Stored data entries
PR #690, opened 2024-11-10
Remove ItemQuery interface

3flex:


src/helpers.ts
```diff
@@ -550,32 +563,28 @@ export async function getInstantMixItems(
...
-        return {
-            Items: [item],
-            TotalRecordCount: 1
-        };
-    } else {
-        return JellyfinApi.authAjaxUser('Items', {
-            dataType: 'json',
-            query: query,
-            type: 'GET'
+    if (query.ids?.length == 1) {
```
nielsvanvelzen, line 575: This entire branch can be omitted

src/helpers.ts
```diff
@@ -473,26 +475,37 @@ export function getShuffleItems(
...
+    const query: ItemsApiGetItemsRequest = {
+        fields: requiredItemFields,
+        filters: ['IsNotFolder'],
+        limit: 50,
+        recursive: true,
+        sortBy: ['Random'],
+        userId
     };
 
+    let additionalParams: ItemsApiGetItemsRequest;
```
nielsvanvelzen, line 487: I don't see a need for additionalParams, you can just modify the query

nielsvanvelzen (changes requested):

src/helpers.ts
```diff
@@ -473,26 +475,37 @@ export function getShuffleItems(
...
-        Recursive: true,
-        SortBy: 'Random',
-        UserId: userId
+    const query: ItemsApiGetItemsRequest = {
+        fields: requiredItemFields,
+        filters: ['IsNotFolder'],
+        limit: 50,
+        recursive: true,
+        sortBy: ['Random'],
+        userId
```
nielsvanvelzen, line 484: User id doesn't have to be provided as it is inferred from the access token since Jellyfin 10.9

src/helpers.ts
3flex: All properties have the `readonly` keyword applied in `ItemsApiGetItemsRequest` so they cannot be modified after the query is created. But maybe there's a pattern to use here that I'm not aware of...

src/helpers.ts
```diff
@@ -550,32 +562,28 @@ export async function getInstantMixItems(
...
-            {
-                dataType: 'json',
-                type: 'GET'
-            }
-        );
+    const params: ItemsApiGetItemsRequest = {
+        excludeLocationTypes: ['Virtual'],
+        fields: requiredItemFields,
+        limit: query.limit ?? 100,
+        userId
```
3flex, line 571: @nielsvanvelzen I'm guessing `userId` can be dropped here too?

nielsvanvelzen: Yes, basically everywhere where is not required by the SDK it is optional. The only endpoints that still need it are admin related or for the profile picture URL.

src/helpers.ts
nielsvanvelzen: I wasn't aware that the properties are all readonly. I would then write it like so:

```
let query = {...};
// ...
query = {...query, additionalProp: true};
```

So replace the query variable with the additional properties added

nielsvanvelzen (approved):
...
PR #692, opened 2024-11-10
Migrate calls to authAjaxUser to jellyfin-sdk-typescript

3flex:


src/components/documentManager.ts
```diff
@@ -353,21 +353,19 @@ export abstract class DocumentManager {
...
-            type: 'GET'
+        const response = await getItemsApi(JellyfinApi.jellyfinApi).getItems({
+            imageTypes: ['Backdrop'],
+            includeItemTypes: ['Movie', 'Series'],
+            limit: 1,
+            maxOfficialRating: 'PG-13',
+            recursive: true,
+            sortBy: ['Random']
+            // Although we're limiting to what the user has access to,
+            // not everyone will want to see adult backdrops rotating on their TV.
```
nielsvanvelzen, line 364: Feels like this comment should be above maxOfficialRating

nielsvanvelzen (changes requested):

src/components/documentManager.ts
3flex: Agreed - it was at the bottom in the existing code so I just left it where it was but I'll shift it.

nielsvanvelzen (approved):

PROBLEM DESCRIPTION: Find the word "ItemsApiGetItemsRequest" in the entries, then copy out every line that has it.

OUTPUT BELOW:
+    const query: ItemsApiGetItemsRequest = {
+    let additionalParams: ItemsApiGetItemsRequest;
+    const query: ItemsApiGetItemsRequest = {
3flex: All properties have the `readonly` keyword applied in `ItemsApiGetItemsRequest` so they cannot be modified after the query is created. But maybe there's a pattern to use here that I'm not aware of...
+    const params: ItemsApiGetItemsRequest = {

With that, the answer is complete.